Aim of the task:
Scan the data for "descriptor" and copy the lines it appears in.

Provided records:
/---
PR #857, opened 2016-01-16
haskell-stack-ghc predicate on stack.yaml

slpopejoy:
For #847. Checks for 'stack.yml', 'stack.yaml' or environment $STACK_YAML.

PR #1721, opened 2020-03-31
Add an :enabled test to haskell-stack-ghc

### LINKED ISSUE #847: haskell-stack-ghc breaks flycheck on non-stack projects
Change #711 breaks cabal-only projects, if you have stack on your PATH.

It appears that flycheck will ignore a checker if it's command isn't on the PATH. Thus haskell-stack-ghc will not fire on systems without `stack` installed. However this is insufficient for users using stack on some projects but not others. 

Workaround is of course to disable the checker and maybe use dir-locals to turn it back on. However I'm hoping there's a way to check for a `stack.yaml` in the project root and enable the checker then?

Thanks, Stuart

cpitclaudel:
Supersedes #857, closes #847. 

This ensures that we only try to run slack when it's available, which also means
that users won't get "No compiler found" messages from Stack if they
don't use it.

### DIFF
--- a/flycheck.el
+++ b/flycheck.el
@@ -8851,13 +8851,13 @@ containing a file that matches REGEXP."
 (defun flycheck-haskell--find-stack-default-directory ()
   "Find a directory to run haskell-stack-ghc.
 
-Return a parent directory with a stack.*.yaml file, or the
+Return a parent directory with a stack*.y[a]ml file, or the
 directory returned by \"stack path --project-root\"."
   (or
    (when (buffer-file-name)
      (flycheck--locate-dominating-file-matching
       (file-name-directory (buffer-file-name))
-      "stack.*\\.yaml\\'"))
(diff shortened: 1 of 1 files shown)


flycheck.el
```diff
@@ -8925,7 +8920,16 @@ See URL `https://github.com/commercialhaskell/stack'."
     (flycheck-sanitize-errors (flycheck-dedent-error-messages errors)))
   :modes (haskell-mode literate-haskell-mode)
   :next-checkers ((warning . haskell-hlint))
-  :working-directory flycheck-haskell--find-default-directory)
+  :working-directory (lambda (_)
```
fmdkdd: Why not pass the function directly?

cpitclaudel: It doesn't take a checker argument

purcell:
Very nice, Clément!

Issue #1471, opened 2018-05-27
Use Emacs 27's new JSON-parsing primitives


cpitclaudel:
From the changelog at https://github.com/emacs-mirror/emacs/blob/a37166eb80458e87880893e7b8aa98a2a7ce394b/etc/NEWS#L27:

```
** The new configure option '--with-json' adds support for JSON using
the Jansson library.  It is on by default; use 'configure
--with-json=no' to build without Jansson support.  The new JSON
functions 'json-serialize', 'json-insert', 'json-parse-string', and
'json-parse-buffer' are typically much faster than their Lisp
counterparts from json.el.
```

We could feature-check for these and use them if available.

bk322:
(note: one need to `sudo apt install libjansson-dev` on deb-based linux for this to work; also `./configure` shows `Does Emacs use -ljansson? yes` if that was found)

PR #1723, opened 2020-03-31
Use Emacs 27's new JSON parsing primitives when available

cpitclaudel:
Closes GH-1471.

### DIFF
--- a/flycheck.el
+++ b/flycheck.el
@@ -6450,26 +6450,23 @@ the BUFFER that was checked respectively.
 
 See URL `https://palantir.github.io/tslint/' for more information
 about TSLint."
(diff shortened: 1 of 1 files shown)


flycheck.el
```diff
@@ -6450,26 +6450,23 @@ the BUFFER that was checked respectively.
 
 See URL `https://palantir.github.io/tslint/' for more information
 about TSLint."
-  (let ((json-array-type 'list))
```
fmdkdd: Was this somehow redundant with the former `json-read`?

cpitclaudel: Yup, exactly.  flycheck-parse-json already sets this variable

Issue #1278, opened 2017-07-08
The issue of perl checker with a large source file


OGAWAHirofumi:
To describe the issue, at first, "perl -wc" can do exit(255) without
reading all of inputed source if there are some kind of warnings.  So,
emacs's (process-send-region) signals 'file-error.

The details of issue is, 

This is partial strace of output of emacs(31773) and perl(31797).

[...]
;; emacs runs perl
31797 execve("/usr/bin/perl", ["/usr/bin/perl", "-w", "-c"], [/* 55 vars */] <unfinished ...>
[...]
;; emacs write source 64k (maximum of pipe size)
31773 write(14, "#!/usr/bin/perl\n#\n# For test:\n# "..., 152975 <unfinished ...>
31773 <... write resumed> )             = 65536
31773 write(14, "EOF\";\n\n                      See"..., 87439) = -1 EAGAIN (Resource temporarily unavailable)
;; perl reading source...
31797 read(0, "#!/usr/bin/perl\n#\n# For test:\n# "..., 8192) = 8192
31797 read(0, "}\n\n# Decide width of summary ima"..., 8192) = 8192
[...]
31773 write(14, "EOF\";\n\n                      See"..., 87439) = 8192
31797 read(0, "printf(\"%s_iops_c.dat\", kdevname"..., 8192) = 8192
31773 read(15,  <unfinished ...>
;; perl outputs warnings/errors
31773 <... read resumed> "Global symbol \"$unit\" requires e"..., 4096) = 283
;; perl exits
31797 exit_group(255)                   = ?
31797 +++ exited with 255 +++
31773 read(15, "", 4096)                = 0
;; emacs close pipes
31773 close(14)                         = 0
31773 close(15)                         = 0
;; ...continue write source, then got error
31773 write(-1, "d) = @_;\n\n    my @normalized_arg"..., 79247) = -1 EBADF (Bad file descriptor)

After this sequence, flycheck-buffer runs (error) part with
'file-error signal from process-send-region, and failed to display
warnings with following error.

Error while checking syntax automatically: (file-error "Writing to process" "Bad file descriptor" #<process flycheck-perl>)

On other hand, command line (or flycheck-compile) outputs this,

$ cat fsperf.pl | perl -wc
Global symbol "$unit" requires explicit package name (did you forget to declare "my $unit"?) at - line 1226.
Global symbol "$unit" requires explicit package name (did you forget to declare "my $unit"?) at - line 1232.
[...]

PR #1724, opened 2020-04-02
Allow checkers to close stdin before reading all input

cpitclaudel:
Fixes GH-1278.

### DIFF
--- a/flycheck.el
+++ b/flycheck.el
@@ -5604,7 +5604,7 @@ function is probably far less efficient than
   ;; Chunk process output on Windows to work around
   ;; https://github.com/flycheck/flycheck/issues/794 and
   ;; https://debbugs.gnu.org/cgi/bugreport.cgi?bug=22344.  The presence of
-  ;; `w32-pipe-buffer-size' denotes an Emacs version (> Emacs 25.1 )where pipe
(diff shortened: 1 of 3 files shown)


cpitclaudel:
Finally got the tests to pass on this one.

flycheck.el
```diff
@@ -5683,7 +5688,19 @@ and rely on Emacs' own buffering and chunking."
...
+                (flycheck-process-send-buffer process)
+              ;; Some checkers exit before reading all input, causing errors
+              ;; such as a `file-error' for a closed pipe, or a plain “no longer
+              ;; connected to pipe; closed it” error for a disconnection.  We
+              ;; report them if needed in `flycheck-finish-checker-process' (see
+              ;; `https://github.com/flycheck/flycheck/issues/1278').
+              (error (process-put process 'flycheck-error err))))
+          ;; Set the actual sentinel and process any events that might have
+          ;; happened while we were sending input.
+          (setf (process-sentinel process) #'flycheck-handle-signal)
```
fmdkdd, line 5701: Why do we need to set the sentinel back to `-handle-signal` in this case?

cpitclaudel: A checker returning errors on the fly could return a few errors as we send it our input, and a few more after we're done, so we need to preserve the handler.

PR #1740, opened 2020-04-22
Fix links to next checkers in flycheck-describe-checker

cpitclaudel:
The links pointed to the definition of the main checker instead of the
documentation of the next checkers.


cpitclaudel:
Thanks!

PR #1742, opened 2020-04-23
Add two new indication modes: left-margin and right-margin

cpitclaudel:
Unlike fringes, margin indicators are not limited to bitmaps, so we can display images or characters or anything else that Emacs can display.  The easiest way to try this out is `M-x flycheck-set-indication-mode` on this branch.

Here's how it looks:

- Fringes (latest Flycheck)

  fringe

- Margins (this branch, with `flycheck-indication-mode` set to `left-margin`)

  margin

### DIFF
--- a/doc/user/error-reports.rst
+++ b/doc/user/error-reports.rst
@@ -117,9 +117,6 @@ wide, but a 16 pixels version is used if the fringe is `wide enough
    distribution please take a look at its documentation if you're unsure about
    the appearance of Flycheck's indicators.
 
-   Note that we discourage you from changing the shape of Flycheck’s fringe
-   indicators.
-
 You can customise the location of these indicators (left or right fringe) with
 `flycheck-indication-mode`, which also lets you turn off these indicators
 completely; additionally, you can move these indicators into the margins instead
@@ -142,14 +139,15 @@ of the fringes:
       Do not indicate errors and warnings in the fringe or in the margin.
 
 The following faces control the colours of fringe and margin indicators.
-However they do not let you change the shape of the indicators—to achieve this
-you'd have to redefine the error levels with `flycheck-define-error-level`.
 
 .. defface:: flycheck-fringe-error
              flycheck-fringe-warning
              flycheck-fringe-info
 
    The icon faces for ``error``, ``warning`` and ``info`` levels respectively.
+
+To change the fringe bitmap or the symbol used in the margins, use the function
+``flycheck-redefine-standard-error-levels``.
 
 Mode line
 =========
--- a/doc/user/error-reports.rst
+++ b/doc/user/error-reports.rst
@@ -138,6 +138,24 @@ of the fringes:
    ``nil``
       Do not indicate errors and warnings in the fringe or in the margin.
 
+By default, Emacs displays fringes, but not margins.  With ``left-margin`` and
+``right-margin`` indication modes, you will need to enable margins in your
+``.emacs``.  For example:
+
+.. code-block:: elisp
+
+   (setq-default left-fringe-width 1 right-fringe-width 8
+                 left-margin-width 1 right-margin-width 0)
+
+If you intend to use margins only with Flycheck, consider using
+``flycheck-set-indication-mode`` in a hook instead; this function adjusts
+margins and fringes for the current buffer.
+
+.. code-block:: elisp
+
+   (setq-default flycheck-indication-mode 'left-margin)
+   (add-hook 'flycheck-mode-hook #'flycheck-set-indication-mode)
+
 The following faces control the colours of fringe and margin indicators.
 
 .. defface:: flycheck-fringe-error
--- a/doc/user/error-reports.rst
+++ b/doc/user/error-reports.rst
@@ -99,11 +99,11 @@ The highlights use the following faces depending on the error level:
    The highlighting face for ``error``, ``warning`` and ``info`` levels
    respectively.
 
-Fringe icons
-============
+Fringe and margin icons
+=======================
 
-In GUI frames Flycheck also adds indicators to the fringe—the left or right
-border of an Emacs window that is—to help you identify erroneous lines quickly.
+In GUI frames, Flycheck also adds indicators to the fringe—the left or right
+border of an Emacs window—to help you identify erroneous lines quickly.
 These indicators consist of a rightward-pointing double arrow shape coloured in
 the colour of the corresponding error level.  By default the arrow is 8 pixels
 wide, but a 16 pixels version is used if the fringe is `wide enough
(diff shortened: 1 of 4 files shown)


cpitclaudel:
The easiest way to try this out is `M-x flycheck-set-indication-mode`, btw

cpitclaudel:
… and this is how it looks:

fringe

margin

mokulus:
#### When you call `flycheck-set-indication-mode` without optional argument then mode is nil and you get user-error.

Try evaluating `(flycheck-set-indication-mode)`. If mode is not specified I believe variable `flycheck-indication-mode` should be used. Possible fix:

```diff
diff --git a/flycheck.el b/flycheck.el
index a4418f01..0161c488 100644
--- a/flycheck.el
+++ b/flycheck.el
@@ -581,23 +581,24 @@ especially if you use margins only in Flycheck buffers."
                                          "left-margin" "right-margin")
                               nil t nil nil
                               (prin1-to-string flycheck-indication-mode)))))
-  (pcase mode
-    ((or `left-fringe `right-fringe)
-     (setq left-fringe-width 8 right-fringe-width 8
-           left-margin-width 0 right-margin-width 0))
-    (`left-margin
-     (setq left-fringe-width 1 right-fringe-width 8
-           left-margin-width 1 right-margin-width 0))
-    (`right-margin
-     (setq left-fringe-width 8 right-fringe-width 8
-           left-margin-width 0 right-margin-width 1))
-    (_ (user-error "Invalid indication mode")))
-  (dolist (win (get-buffer-window-list))
-    (set-window-margins win left-margin-width right-margin-width)
-    (set-window-fringes win left-fringe-width right-fringe-width))
-  (setq-local flycheck-indication-mode mode)
-  (when flycheck-current-errors
-    (flycheck-buffer)))
+  (let ((mode (or mode flycheck-indication-mode)))
+    (pcase mode
+      ((or `left-fringe `right-fringe)
+       (setq left-fringe-width 8 right-fringe-width 8
+	     left-margin-width 0 right-margin-width 0))
+      (`left-margin
+       (setq left-fringe-width 1 right-fringe-width 8
+	     left-margin-width 1 right-margin-width 0))
+      (`right-margin
+       (setq left-fringe-width 8 right-fringe-width 8
+	     left-margin-width 0 right-margin-width 1))
+      (_ (user-error "Invalid indication mode")))
+    (dolist (win (get-buffer-window-list))
+      (set-window-margins win left-margin-width right-margin-width)
+      (set-window-fringes win left-fringe-width right-fringe-width))
+    (setq-local flycheck-indication-mode mode)
+    (when flycheck-current-errors
+      (flycheck-buffer))))
 
 (defcustom flycheck-check-syntax-automatically '(save
                                                  idle-change

```

Sorry for the long diff, but I had to wrap it inside let. It's the only difference.

#### Variable `flycheck-indication-mode` doesn't mention margins.
Try `C-h v flycheck-indication-mode`. Fringes are mentioned but margins are not.

#### Example config

I use straight and use-package. After applying the patch above I can use:
```elisp
  (use-package flycheck
    :straight (:host github
               :repo "flycheck/flycheck"
               :branch "cpitclaudel_margin-indication")
    :hook ((text-mode prog-mode) . flycheck-mode)
    :hook (flycheck-mode . flycheck-set-indication-mode)
    :config
    (setq flycheck-indication-mode 'left-fringe))
```

#### left-margin and git-gutter interfere

`left-margin` doesn't work for me with git-gutter enabled. I think it's because they use the same space and git-gutter takes over. Not sure how to fix it.

#### screenshots

##### left-*fringe* *without* git-gutter
left-fringe-no-git-gutter

##### left-*fringe* *with* git-gutter
left-fringe-with-git-gutter

##### left-*margin* *without* git-gutter
left-margin-no-git-gutter

##### left-*margin* *with* git-gutter - doesn't show
left-margin-with-git-gutter


#### I think left-fringe + git-gutter looks best

If I understand correctly margins use bitmaps and fringes strings, but fringes seems more distinct for me right now. I would consider changing the bitmap to something more visible.

cpitclaudel:
@mokulus Thanks a lot for the feedback.  I've updated the docstring and fixed the issue with `nil`.
(btw, if you settle on fringes, you don't need to call `set-indication-mode`, since Flycheck uses fringes by default, and I'm not planning to change that).

> If I understand correctly margins use bitmaps and fringes strings, but fringes seems more distinct for me right now. I would consider changing the bitmap to something more visible.

It's the reverse: margins use a string currently, and fringes use a bitmap.
The problem with git-gutter is that is uses the margins too, so both symbols get displayed there.  If you set the margin width to 2 I bet you'll see both symbols.  It would be better to override one with the other, but there's no way to do that at the moment, I think.

Alexander-Miller:
Doesn't work on my end, the fringe remains empty: https://imgur.com/a/JeJQGdD

cpitclaudel:
> Doesn't work on my end, the fringe remains empty: https://imgur.com/a/JeJQGdD

That's expected: it should display in the margins.  Did you use `M-x flycheck-set-indication-mode`?

Alexander-Miller:
The margin's definitely there: https://imgur.com/a/3Xx4sFc

doc/user/error-reports.rst
```diff
@@ -117,33 +117,56 @@ wide, but a 16 pixels version is used if the fringe is `wide enough
...
+By default, Emacs displays fringes, but not margins.  With ``left-margin`` and
+``right-margin`` indication modes, you will need to enable margins in your
+``.emacs``.  For example:
+
+.. code-block:: elisp
 
-The following faces control the colours of the fringe indicators.  However they
-do not let you change the shape of the indicators—to achieve this you'd have to
-redefine the error levels with `flycheck-define-error-level`.
+   (setq-default left-fringe 1 right-fringe 8
```
kljohann, line 147:
```suggestion
   (setq-default left-fringe-width 1 right-fringe-width 8
```

doc/user/error-reports.rst
```diff
@@ -117,33 +117,56 @@ wide, but a 16 pixels version is used if the fringe is `wide enough
...
+                 left-margin 1 right-margin 0)
```
kljohann, line 148:
```suggestion
                 left-margin-width 1 right-margin-width 0)
```

mokulus:
@Alexander-Miller How did you install it? Are you sure you used this branch? Maybe try my install script that I posted before.

Alexander-Miller:
I use straight.el as my package manager which clones the packages with git. So all I had to do was pick the right branch and restart.

I used `flycheck-set-indication-mode` which is a new function added in this change, so I'm pretty sure installation is not the problem.

cpitclaudel:
> I used flycheck-set-indication-mode which is a new function added in this change, so I'm pretty sure installation is not the problem.

Yup, that sounds right :) Can you put the point on one of the error underlines and press `C-u C-x =` (or any equivalent, like `M-: (what-cursor-position t)`)? I see this here:

```
There is an overlay here:
 From 433 to 444
  before-string        [Show]
  category             flycheck-error-overlay
  flycheck-error       [Show]
  flycheck-error-index 7
  flycheck-overlay     t
  help-echo            flycheck-help-echo
```

And the before-string is this:

```
#("!" 0 1
  (display
   ((margin left-margin)
    #("»" 0 1
      (face
       (flycheck-fringe-error default))))))
```

What do you get?

(thanks a lot for your help btw :)

doc/user/error-reports.rst
cpitclaudel: Good catch, thanks a lot! I squashed this into a previous commit.

Alexander-Miller:
Overlay is present:

```
There is an overlay here:
 From 896 to 897
  before-string        [Show]
  category             flycheck-error-overlay
  flycheck-error       [Show]
  flycheck-error-index 2
  flycheck-overlay     t
  help-echo            flycheck-help-echo
```

Before-string value is
```
#("!" 0 1
  (display
   ((margin left-margin)
    "")))
```

Looks like the display property is not set correctly.

cpitclaudel:
> Looks like the display property is not set correctly.

Indeed, looks like the error level doesn't define a margin spec.  Are you using another package on top of Flycheck, like LSP maybe?

Can you show what the flycheck-error of the overlay is?  And can you show what `M-: (flycheck-error-level-margin-spec 'warning)` returns?

cpitclaudel:
I just pushed a new commit that sets a default margin spec if none is present in calls to `define-error-level`.  If my guess above is correct, that should fix the issue.

Alexander-Miller:
> Are you using another package on top of Flycheck, like LSP maybe?

It wasn't loaded, and I had nothing else in the fringe/margin.

> If my guess above is correct, that should fix the issue.

It is, I'm seeing the margin indicator with the latest changes :+1: 

> Can you show what the flycheck-error of the overlay is?

I assume this question is obsolete now, or do you still want this info?

cpitclaudel:
>  It is, I'm seeing the margin indicator with the latest changes +1

Great!

> I assume this question is obsolete now, or do you still want this info? 

I think we're good :)

kujohn:
How does one setup emacs so `git-gutter` and `flycheck` can exist? Currently no matter what margin I set, git-gutter always overrides the flycheck indicators.

cpitclaudel:
@kujohn It's a pain: the symbols are there, but there's no notion of priority between them, they just get displayed one after the other, so you only see them if you make the margins wider.  I made a bug report about this on the Emacs tracker but it went nowhere.

laurynas-biveinis:
@kujohn as a workaround it is possible to replace git-gutter with git-gutter-fringe

PR #462, opened 2024-02-26
[#FMD-116]: make Funding table Project & Programme level

Joel-Pearce:
Adds a ForeignKey for ```Programme_Junction_ID``` to the Funding table.


core/db/queries.py
```diff
@@ -107,16 +107,34 @@ def funding_query(base_query: Query) -> Query:
     :param base_query: SQLAlchemy Query of core tables with filters applied.
     :return: updated query.
     """
+    conditional_expression_project_id = case((ents.Funding.project_id.is_(None), None), else_=ents.Project.project_id)
```
nsnape, line 110: as discussed, please adda bit to the docstring about these conditionals

nsnape (changes requested):

core/controllers/mappings.py
```diff
@@ -68,11 +68,13 @@ def map_data_to_models(self, data: pd.DataFrame) -> list[db.Model]:
                     parent_lookup_1, parent_lookup_2 = parent_lookup
                     child_lookup_1, child_lookup_2 = child_lookup_column
                     lookups = {
-                        parent_lookup_1: self.get_row_id(ents.Programme, {parent_lookup_1: row[child_lookup_1]}),
-                        parent_lookup_2: self.get_row_id(ents.Submission, {parent_lookup_2: row[child_lookup_2]}),
+                        parent_lookup_1: self.get_row_id(ents.Programme, {parent_lookup_1: row.get(child_lookup_1)}),
```
nsnape, line 71: I know it's not strictly speaking part of this PR, but could we rename anything post-foxed with a _1 or _2 to be more meaningful? I have literally no idea from this code alone what they are :)

db/migrations/versions/013_all_event_tables_prog_j_id.py
```diff
@@ -0,0 +1,44 @@
...
+            ["programme_junction_id"],
+            ["id"],
+            ondelete="CASCADE",
+        )
+
+    # ### end Alembic commands ###
+
+
+def downgrade():
+    with op.batch_alter_table("funding", schema=None) as batch_op:
```
nsnape, line 38: we're in a weird situation here, whereby this downgrade script will work ok until we add any programme-level data, then it will crash because you won't be able to make the project_id column non-nullable again until you delete out the rows that have no project_id.

It's very unlikely that we would downgrade once we've started ingesting data, so it's probably not an issue. But 1 thing we could do is DROP the rows that would break it before changing it back to non-nullable - It's not ideal as that goes against what a data migration should do (preserve data), so I guess I'm leaning towards leaving it and letting the programmer that reverts the code deal with the implications of dropping those rows (rather than it being automatic)

nsnape: i.e. deal with the ensuing DB error traceback

nsnape (changes requested):

db/migrations/versions/013_all_event_tables_prog_j_id.py
Joel-Pearce: I contend we should leave as-is or else someone in the future, unaware of the minutiae of each migration script, might rollback pre-013 for whatever reason and inadvertently wipe data without knowing about it, and never subsequently re-ingest it. At least this way the error will prompt an understanding of what is happening, and enable future contributors to decide the best course of action.

I'll leave a comment in the migration script to make this clear.

nsnape (approved):

PR #467, opened 2024-02-28
[BAU] pandas read XLSX without header

cyrusdobbs:
### Change description

`tables` and the PF flow more generally expects the workbook data to be loaded into dfs with the first row of the Excel file to be the first row of the DataFrame. However, TF dependencies have all been developed with the first row being extracted as the DataFrames' header. For now, `extract_data` has been changed to have different behaviour for TF than any other fund to account for this (pd.read_xlsx header=0 for TF, None otherwise) - this is hacky and not optimal. 

This PR aims to modify the TF flow to expect the extracted dfs without the first row as the header. This turned out to be a bigger task than I'd hoped and there's a decent risk that it introduces bugs (most likely with validation error message cell indexes I think). 

Changes include: 

- incrementing `iloc` indexing to account for the row that was previously the header now being the first row of the dfs
- reduce the increment to all indexes at the end of transformation and errors raised during transformation from + 2 to + 1 (+1 accounts for the Excel file being 1-indexed, the other +1 was to account for the first row being extracted as the header)
- incrementing the `Check.row` attributes in the initial validation schemas
- modifying the hardcoded indexes used during sign off validation
- modifying transformation test fixtures to read csvs with `header=None` inline with the change in `ingest.extract_data`
- incrementing indexes in tests - assertion data and ilocs/iat use

.

### How to test


Joel-Pearce (approved):
LGTM to me, but might be worth checking with someone less familiar with the code to see if the comments help to explain why we are manipulating the indexes in the way we are.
\---
Your response:
31773 write(-1, "d) = @_;\n\n    my @normalized_arg"..., 79247) = -1 EBADF (Bad file descriptor)
Error while checking syntax automatically: (file-error "Writing to process" "Bad file descriptor" #<process flycheck-perl>)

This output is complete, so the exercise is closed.